The manuscript is with the publisher. Katherine called to say, "We're moving fast. Publication date: early 2024." 2024. Two years. The book will exist in the world in two years. Mama's recipes, published. My stories, printed. The Folgers can, immortalized. I hung up the phone and sat at the kitchen table and held the can and thought: we did it, Mama. The composition notebook from the nightstand — the one with your handwriting and mine, the one with the nutmeg note in the margin — is becoming a real book. A real, holdable, giftable, keepable book. Your kitchen, preserved. Your hands, remembered. Your voice — "more garlic," "more sage," "don't stop" — permanent.

The rest of the week was ordinary. Beautifully, stubbornly ordinary. School. Work. Dinner. The table. The rhythm of seven people in a house that has settled into itself the way a good recipe settles into its flavors: naturally, over time, without force. Marcus is preparing for SATs and college applications. Jasmine is preparing for a spring concert. Isaiah is on the basketball team and his grades are up. Zoe is applying to a summer art program. Curtis is downstairs, eating what I bring, saying "hm" or "good" or "different," the three-word vocabulary of a man who has been fed by Jackson women for seventy-six years and has never needed more words than that.

Made a celebratory dinner: gumbo. My gumbo. The one Jasmine said is my best dish. Dark roux, forty-five minutes of stirring, the kitchen smelling like New Orleans and triumph and the particular satisfaction of finishing something you started seven years ago. The gumbo was perfect. The book is sent. The table is set. The celebration is quiet because I am a woman who celebrates quietly, at the stove, with garlic, and the garlic is the firework and the roux is the champagne and the gumbo is the party.

I wanted gumbo — dark roux, forty-five minutes, the whole ritual — but on a school night with SAT prep on the table and a spring concert in rehearsal, I needed something that still felt like a celebration without asking the kitchen to hold the whole weight of the moment. This sausage and spinach pizza gave me the sausage, the garlic, the heat, and the satisfaction of something made with intention.

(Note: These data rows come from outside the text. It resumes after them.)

Issue #895, opened 2017-09-19
"KaTeX parse error: Expected 'EOF', got '<bla>' at position 1" when input pure Chinese character(s)


Lin-Buo-Ren:
![_257](https://user-images.githubusercontent.com/13408130/30611159-2a01f13a-9db3-11e7-8e41-2483e80bd39e.png)

control case: 

![_258](https://user-images.githubusercontent.com/13408130/30612763-36a304a6-9db8-11e7-8d14-9faf9a4f7b31.png)

## Bug Reproducing Instructions
1. Browse [KaTeX – The fastest math typesetting library for the web](https://khan.github.io/KaTeX/)
1. Input any C(JK) characters, this attempt uses "測試"

## Expected Behavior
"測試" printed in "See how it renders with KaTeX: " field, presumably to be in italic just as any regular text

## Current Behavior
The "See how it renders with KaTeX: " field spews out the following error: 

```
KaTeX parse error: Expected 'EOF', got '測' at position 1: 測̲試
```

kevinbarabash:
@Lin-Buo-Ren awesome bug report.  You can use CJK characters within `\text`.  I'm curious about the use cases of natural language strings outside of `\text`?

Lin-Buo-Ren:
@kevinbarabash 

> I'm curious about the use cases of natural language strings outside of \text?

I'm not sure as I'm not really acquainted with LaTeX and simply using it to write math equations in Markdown documents on GitBook, never used `\text` before ;)

07pepa:
I know it is utf8 characters related... looked into sources of katex on font and there are only printable english chars maybe it is related to multy-byte-ness of non ascii chars
 
PS. czech chars  like "ěščřžýáíéťňůú" and theri capitalizated version"ĚŠČŘŽÝÁÍÉŤŇŮÚ" do not work also and  utf-8 emoji also not work 😭.....only sotlution  is ( if input box is utf-8) do utf 8 filter if it thinking it is procesing ascii)

it can look like this ( is not corect im writing in hurry) //will return nuber of bytes that )
`function utf8(char input)
var locarvar=0;
{
if (input>128){
shr input; // shift right input
for (var i=0;i<7;i++)
{
if (odd(input)){
localvar++;
}
shr input;
}
return localwar;
}else return 0;
 }
`

edemaine:
[...]

PR #992, opened 2017-11-25
Unicode accents

### LINKED ISSUE #801: Latin character support
As realized in #796, Latin-1 characters are supported as input but render in the wrong font.

One approach is to allow single-character macros (like TeX active characters) and macro `é` to `\acute{e}`.
  [Here's an experiment in this direction.](https://github.com/edemaine/KaTeX/commit/2f3b09ca76c8b786c874df8de5416350045613d3)  This works, but we unfortunately need different macros for text and math mode.  Effectively we need `\ifmmode` support.  This can't be done in the macro expander, but could be done in the parser...  Alternatively, we could add support for `\acute` in text mode, even though LaTeX doesn't allow that.

Of course, actual text-mode support in this way would require first resolving #638 (text-mode accent commands)

edemaine:
This PR fixes #801.
* Lexer now looks for combining dicritical marks and adds them to the same character
* Parser's `parseSymbol` now recognizes both combined and uncombined forms of Unicode accents, and builds accent objects just like the accent functions
* ~~Added CJK support to math mode (not just text mode). #895.~~


test/unicode-spec.js
```diff
@@ -66,12 +66,12 @@ describe("unicode", function() {
...
     });
 
-    it("should parse Latin-1 inside \\text{}", function() {
-        expect('\\text{ÀàÇçÉéÏïÖöÛû}').toParse();
+    it("should parse all lower case Greek letters", function() {
+        expect("αβγδεϵζηθϑικλμνξοπϖρϱςστυφϕχψω").toParse();
     });
 
-    it("should parse Latin-1 outside \\text{}", function() {
-        expect('ÀàÇçÉéÏïÖöÛû').toParse();
```
kevinbarabash: Can we keep these tests but only check for `Çç`?  Eventually we'll want to test for `œ`, `Œ`, `æ`, `Æ`, and `ß` when they get added.

test/katex-spec.js
```diff
@@ -2680,15 +2680,54 @@ describe("A parser taking String objects", function() {
...
-
-    it("should parse 'ΓΔΘΞΠΣΦΨΩ'", function() {
-        expect("ΓΔΘΞΠΣΦΨΩ").toParse();
+describe("Unicode accents", function() {
+    it("should parse Latin-1 letters in math mode", function() {
+        // TODO(edemaine): Unsupported Latin-1 letters in math: ÅåÆÇÐØÞßæçðøþ
+        expect("ÀÁÂÃÄÈÉÊËÌÍÎÏÑÒÓÔÕÖÙÚÛÜÝàáâãäèéêëìíîïñòóôõöùúûüýÿ")
+        .toParseLike(
+            "\\grave A\\acute A\\hat A\\tilde A\\ddot A" +
+            "\\grave E\\acute E\\hat E\\ddot E" +
```
kevinbarabash: I guess expanding to `\grave A` makes sense.  Can you add a MathML fixture test?  I'm curious to see if we recombine the accent with the letter when we render to MathML.

src/Lexer.js
```diff
@@ -36,11 +36,16 @@ import {LexerInterface, Token} from "./Token";
 const commentRegexString = "%[^\n]*[\n]";
 const controlWordRegexString = "\\\\[a-zA-Z@]+";
 const controlSymbolRegexString = "\\\\[^\uD800-\uDFFF]";
+const combiningDiacriticalMarkString = "[\u0300-\u036f]";
```
kevinbarabash: This contains many more characters than we support.  Where do we generate an error if someone uses an unsupported combining mark?  Maybe add a test for this.

src/Parser.js
```diff
@@ -1062,8 +1063,61 @@ export default class Parser {
...
+            return newArgument(new ParseNode(symbols[this.mode][text].group,
+                text, this.mode, nucleus), nucleus);
+        } else if (cjkRegex.test(text)) {
+            this.consume();
+            return newArgument(
+                new ParseNode("textord", text, this.mode, nucleus));
+        }
+        // Decompose symbol into base and combining characters
+        // if the combined symbol is not recognized.
+        text = text.normalize('NFD');
```
kevinbarabash: This is super cool.  I wish I would've known about this sooner.  There's no support for this in IE and Safari only got this in version 10.  We might consider using https://github.com/walling/unorm instead.

src/Parser.js
```diff
@@ -1062,8 +1063,61 @@ export default class Parser {
...
+        // At this point, we should have a symbol, possibly with accents.
+        // If it's in the symbol table or CJK, we're done.
+        if (symbols[this.mode][text]) {
+            this.consume();
+            return newArgument(new ParseNode(symbols[this.mode][text].group,
+                text, this.mode, nucleus), nucleus);
+        } else if (cjkRegex.test(text)) {
+            this.consume();
+            return newArgument(
+                new ParseNode("textord", text, this.mode, nucleus));
```
kevinbarabash: If we bailing here do we need to include the `combiningDiacriticalMarkString` with surrogate pairs in the regex in Lexer.js?

src/Parser.js
```diff
@@ -1062,8 +1063,61 @@ export default class Parser {
...
+            return null;  // EOF, ^, _, {, }, etc.
+        }
+        this.consume();
+        // Transform combining characters into accents
+        if (match) {
+            for (let i = 0; i < match[0].length; i++) {
+                const accent = match[0][i];
+                if (!accents[accent]) {
+                    throw new ParseError(`Unknown accent ' ${accent}'`, nucleus);
+                }
```
kevinbarabash: Good enough for me.

src/symbols.js
```diff
@@ -705,25 +705,6 @@ for (let i = 0; i < letters.length; i++) {
...
-    defineSymbol(math, main, mathord, ch, ch);
-    defineSymbol(text, main, textord, ch, ch);
-}
-
-for (let i = 0x00F8; i <= 0x00FF; i++) {
-    const ch = String.fromCharCode(i);
-    defineSymbol(math, main, mathord, ch, ch);
-    defineSymbol(text, main, textord, ch, ch);
-}
-
```
kevinbarabash: Nice clean up!

src/Parser.js
```diff
@@ -1062,8 +1063,61 @@ export default class Parser {
...
+            symbol = new ParseNode("textord", text, this.mode, nucleus);
         } else {
-            return null;
+            return null;  // EOF, ^, _, {, }, etc.
+        }
+        this.consume();
+        // Transform combining characters into accents
+        if (match) {
+            for (let i = 0; i < match[0].length; i++) {
+                const accent = match[0][i];
```
kevinbarabash: Are there any unicode glyphs that include multiple accents?  If so, we should test that this works correctly.

src/Parser.js
edemaine: `combiningDiacriticalMarkString` is already included in Lexer's `tokenRegex` both after a single codepoint and after a surrogate pair.

src/Parser.js
edemaine: Ah, I should have checked the [browser compatibility matrix for String.normalize](https://developer.mozilla.org/en-US/docs/Web/JavaScript/Reference/Global_Objects/String/normalize#Browser_compatibility).  The only problem with a polyfill is that it increases the `katex.min.js` build by 60%, from 226,836 bytes to 363,641 bytes (as any polyfill requires a huge table of Unicode symbols).

So I think this raises a serious question of whether we should:

1. Include the polyfill.
2. Not include the polyfill, and support Unicode in all supported browsers *except* IE.
3. Rewrite the PR to avoid `String.normalize`, at least in the built form.  We actually only want symbols that expand to accents within our supported set, so the symbol table we could generate at build time could be smaller than `unorm`'s.
4. Drop this PR altogether (though this is probably a desirable feature, and IE probably isn't evolving).

I think option 2 or 3 is best.  Thoughts?  I can look into option 3.

src/Lexer.js
edemaine: I added an error test (in `error-spec.js` because I wanted `toFailWithParseError`). Incidentally, most of my tests are in `katex-spec.js` because I wanted `toParseLike`, but they would make more sense in `unicode-spec.js`...  Not sure how to best share code between these test modules.

test/katex-spec.js
edemaine: They render exactly how accent commands do, which I learned is via `<mover accent="true">`.  I think this makes sense...  Test added.

test/unicode-spec.js
edemaine: This PR actually removes support for `Çç`.  I believe they were added prematurely when forcing support for Latin-1.  I just verified that none of the Latin-1 glyphs, `Çç` included, are in the KaTeX fonts.  (I believe this actually makes sense, and the purpose of this PR is to map them into the accent macros, like LaTeX would.)  Here's an example of incorrect looking `Çç` vs `Cc` in the current KaTeX:

image

edemaine: I opened https://github.com/KaTeX/katex-fonts/issues/2 to track the cedilla issue.

src/Parser.js
kevinbarabash: It's in Edge so my vote would be for option 2.  If people need to support IE then they can add the polyfill themselves.  We should document this requirement.

edemaine: Sounds good.  That's the easiest!  I'll add a fallback when `normalize` isn't implemented, maybe with a warning, and add documentation.

src/Lexer.js
kevinbarabash: I've created #1021 to extract helper functions into test-utils.js.  I can do that this weekend and then we could rebase this with the tests in the proper suite.

src/Parser.js
kevinbarabash: We have to lex the tokens before we can test the tokens against the cjkRegex here, d'oh.

kevinbarabash:
@edemaine this is looking pretty good.  It looks like some of the screenshot tests use `Ç` and `ç` so those will have to be changed or we could add support for them even though we don't have the correct glyphs and fix that issue in a separate PR.  Your call.

src/symbols.js
```diff
@@ -684,27 +684,33 @@ defineSymbol(text, main, spacing, "\u00a0", "~");
 // There are lots of symbols which are the same, so we add them in afterwards.
 
 // All of these are textords in math mode
-const mathTextSymbols = "0123456789/@.\"";
-for (let i = 0; i < mathTextSymbols.length; i++) {
-    const ch = mathTextSymbols.charAt(i);
+for (const ch of "0123456789/@.\"") {
```
kevinbarabash: Nice cleanup, but I think this may actually cause the bundle size to increase quite a bit b/c it requires a polyfill for the string iterator which I believe uses .codePointAt() which also ends up be polyfilled.  Can you generate a build and see how much the bundle size has increased?

edemaine:
@kevinbarabash Looking at the history, I realize that the "weak" support for Latin-1 characters (using the wrong font) is actually really old, so we should keep support for those characters for backwards compatibility.  I added a TODO comment about how they're currently supported "incorrectly".

I also updated the Unicode screenshot, which shows proper support for many characters but not all (like `Çç`).  It also highlights an issue I've known about but we should probably discuss: `ï` renders with an accent on top of a dot (and similarly for all accented `i`s and `j`s).  To fix this in text mode, we need `\i` and `\j` support (https://github.com/KaTeX/katex-fonts/issues/2), but I added a fix for it now in math mode because we have `\imath` and `\jmath`.

src/symbols.js
edemaine: I don't think there are polyfills involved, but this is what it expands to:

```js
var _iteratorNormalCompletion = true;
var _didIteratorError = false;
var _iteratorError = undefined;

try {
    for (var _iterator = (0, _getIterator3.default)("0123456789/@.\""), _step; !(_iteratorNormalCompletion = (_step = _iterator.next()).done); _iteratorNormalCompletion = true) {
        var _ch = _step.value;

        defineSymbol(math, main, textord, _ch, _ch);
    }

    // All of these are textords in text mode
} catch (err) {
    _didIteratorError = true;
    _iteratorError = err;
} finally {
    try {
        if (!_iteratorNormalCompletion && _iterator.return) {
            _iterator.return();
        }
    } finally {
        if (_didIteratorError) {
            throw _iteratorError;
        }
    }
}
```

Or minified:

`var M=true;var _=false;var S=undefined;try{for(var z=(0,n.default)('0123456789/@."'),T;!(M=(T=z.next()).done);M=true){var A=T.value;u(o,f,k,A,A)}}catch(e){_=true;S=e}finally{try{if(!M&&z.return){z.return()}}finally{if(_){throw S}}}var C=true;var O=false;var N=undefined;try{for(var j=(0,n.default)('0123456789!@*()-=+[]<>|";:?/.,'),L;!(C=(L=j.next()).done);C=true){var E=L.value;u(s,f,k,E,E)}}catch(e){O=true;N=e}finally{try{if(!C&&j.return){j.return()}}finally{if(O){throw N}}}`

So it does add a few hundred bytes.  Shall I switch back?

kevinbarabash: The code that it generates is pretty awful.  We should experiment with `loose` mode for the `for-of` plugin for babel sometime, see https://babeljs.io/docs/plugins/transform-es2015-for-of.  Interestingly, when iterating over an array literal it will output a basic `for` loop.  Maybe we could do `for (const letter of "abc...".split()) { ... }` to force this optimization.

kevinbarabash:
Not sure why travis isn't running the tests.  I had to restart the tests manually.

src/symbols.js
edemaine: How about the following, which Babel seems to leave as-is?

```js
"0123456789/@.\"".split().forEach(function () {
    defineSymbol(math, main, textord, ch, ch);
});
```

Wow, this is actually fastest!  [jsperf benchmark](https://jsperf.com/iterate-over-string)

jsperf output

kevinbarabash: I wasn't expecting that.  Awesome!

edemaine: Oops, that's because I was using `split` wrong.  It's now the slowest...  So perhaps I should go back to a regular for loop.

Corrected jsperf output

edemaine:
I added a test and warning for `normalize()`, and tested that it occurs when using IE (but not otherwise). And switched back to for loops.

src/symbols.js
kevinbarabash: right, b/c it still has to call `charCodeAt`... yeah, let's go back to regular for loops.

edemaine:
I think this is ready for final review.  We can move the tests around later (?).

kevinbarabash:
@edemaine sorry I've been holding off on approving this.  I've been doing some more thinking about making people add their own polyfill for IE support and I wonder how many people are still supporting IE.  For the record KA is still supporting IE10+.  Although we haven't upgraded KaTeX recently, if we were to do so we probably wouldn't want to include the whole `normalize` polyfill and would end up writing our polyfill which covers what we using in KaTeX.  At that point we may as well include the code in KaTeX.  Later, we could add a build setting to leave it out for people who aren't supporting IE.

edemaine:
That makes sense. Maybe I should try to get it working with normalize only during build, and not requiring it at run time, then.

Syndesi:
Hi,
if I get it right, the width and length of supported characters are currently hardcoded and therefore unknown characters won't get rendered or break the formula.
Wouldn't it be better when the major characters are hardcoded (to improve the performance) and all other strings are put into an invisible paragraph which is then tested for its width & height? With this solution it should be possible to use every language and even those whose width depends on their context (e.g. Arabic).

edemaine:
@Syndesi I'd suggest opening a separate issue (or PR) for this idea.  Actually, there might be one; I'd need to search.  Rendering repeatedly in the browser to measure box sizes is the general approach of MathJax, which is the main reason (I believe) it's so slow in comparison to KaTeX.  It also prevents server-side rendering, which KaTeX currently supports.  So it's unlikely that this will happen, but feel free to open/find a discussion about it.

kevinbarabash:
> Maybe I should try to get it working with normalize only during build, and not requiring it at run time, then.

@edemaine were you thinking of using `normalize` at build time to generate a table or something containing the split characters?

edemaine:
@kevinbarabash Yes, exactly. Maybe there's a `src/unicode.js`, which can be recompiled (e.g. if Unicode changes) via `make src/unicode.js`, which runs some code (e.g. `src/make-unicode.js`, or located elsewhere) not included in the KaTeX build, and only the latter uses `normalize`/`unorm`. Similar to fontMetrics making, I suppose -- I can look more at how that's done.

I'd set this up only to recognize accents that KaTeX can handle, so it'd hopefully be not too large a list.  We can still handle combining characters in exactly the way of this PR, just skipping the normalization.  Instead, I think I'd define (in `src/unicode.js`) macros that map e.g. `á` to `a` followed by an acute combining character.

edemaine:
OK, I gave a crack at this.  Multi-accented characters were challenging to get right (glad we added a test for them!), and it turns out there *are* characters with two accents.  I checked and there aren't any triple-accented characters.

I'm not sure of the best location for `unicodeMake.js`.  We don't have a `util` directory, which would be a natural place.  It could also be in the root directory.  But in `src` it immediately gets linted and such.

src/unicodeSymbols.js
```diff
@@ -0,0 +1,290 @@
+// This file is GENERATED by unicodeMake.js. DO NOT MODIFY.
```
kevinbarabash: Cool!

src/unicodeSymbols.js
```diff
@@ -0,0 +1,290 @@
...
+
+export const unicodeSymbols = {
+    "\u00e1": "\u0061\u0301",  // á = \'{a}
```
kevinbarabash: I love the comments.

src/unicodeMake.js
```diff
@@ -0,0 +1,59 @@
...
+        }
+        output += `\\u${hex}`;
+    }
+    output = `${output}"`;
+    return output;
+};
+
+console.log("// This file is GENERATED by unicodeMake.js. DO NOT MODIFY.");
+console.log("");
+console.log("export const unicodeSymbols = {");
```
kevinbarabash: Do we need this in addition to the `export default`?

src/unicodeMake.js
```diff
@@ -0,0 +1,59 @@
...
+// whose purpose is to generate unicodeSymbols.js in this directory.
+// In this way, only this tool, and not the distribution/browser,
+// needs String's normalize function.
+
+const fs = require('fs');
+
+// Read supported accents from Parser.js
+const Parser = fs.readFileSync('./Parser.js', {encoding: 'utf8'});
+const match = /accents = [^;]*;/.exec(Parser);
+eval(match[0]);
```
kevinbarabash: Maybe we could have `Parser.js` export `accents` instead.

src/unicodeMake.js
```diff
@@ -0,0 +1,59 @@
...
+console.log("// This file is GENERATED by unicodeMake.js. DO NOT MODIFY.");
+console.log("");
+console.log("export const unicodeSymbols = {");
+
+const letters = "abcdefghijklmnopqrstuvwxyzABCDEFGHIJKLMNOPQRSTUVWXYZ";
+for (const letter of letters) {
+    for (const accent of Object.getOwnPropertyNames(accents)) {
+        const combined = letter + accent;
+        const normalized = combined.normalize('NFC');
+        if (normalized.length === 1) {
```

It’s not gumbo, but it’s ours, and on a night when the manuscript is sent and the book is real and Mama’s recipes are on their way into the world, a table full of people eating something warm and good is exactly enough.

Sausage Spinach Pizza

Prep Time: 15 minutes | Cook Time: 20 minutes | Total Time: 35 minutes | Servings: 4–6

Ingredients

  • 1 lb prepared pizza dough, at room temperature
  • 1/2 cup marinara or pizza sauce
  • 3/4 lb Italian sausage, casings removed
  • 3 cups fresh baby spinach
  • 3 cloves garlic, minced
  • 1 1/2 cups shredded low-moisture mozzarella
  • 1/4 cup grated Parmesan
  • 1 tbsp olive oil, plus more for drizzling
  • 1/2 tsp crushed red pepper flakes
  • 1/4 tsp freshly ground black pepper
  • Cornmeal or flour for dusting

Instructions

  1. Preheat. Place a rack in the center of the oven and preheat to 425°F. Dust a large baking sheet or pizza stone lightly with cornmeal.
  2. Cook the sausage. In a skillet over medium-high heat, crumble and cook the Italian sausage until browned and cooked through, about 6–8 minutes. Transfer to a paper-towel-lined plate and drain excess fat from the pan.
  3. Wilt the spinach. Return the skillet to medium heat and add 1 tbsp olive oil. Add the minced garlic and cook 30 seconds until fragrant. Add the spinach and toss until just wilted, 1–2 minutes. Season with black pepper. Set aside.
  4. Shape the dough. On a lightly floured surface, stretch or roll the pizza dough into a 12–14 inch round or rustic oval about 1/4 inch thick. Transfer to the prepared baking sheet.
  5. Build the pizza. Spread the marinara evenly over the dough, leaving a 3/4-inch border. Scatter the mozzarella over the sauce. Distribute the cooked sausage and wilted spinach evenly across the top. Finish with the grated Parmesan and a pinch of red pepper flakes.
  6. Bake. Bake for 16–20 minutes, until the crust is golden at the edges and the cheese is bubbling and lightly browned in spots.
  7. Rest and serve. Let the pizza rest 3–5 minutes before slicing. Drizzle lightly with olive oil if desired. Serve hot at a full table.

Nutrition (per serving)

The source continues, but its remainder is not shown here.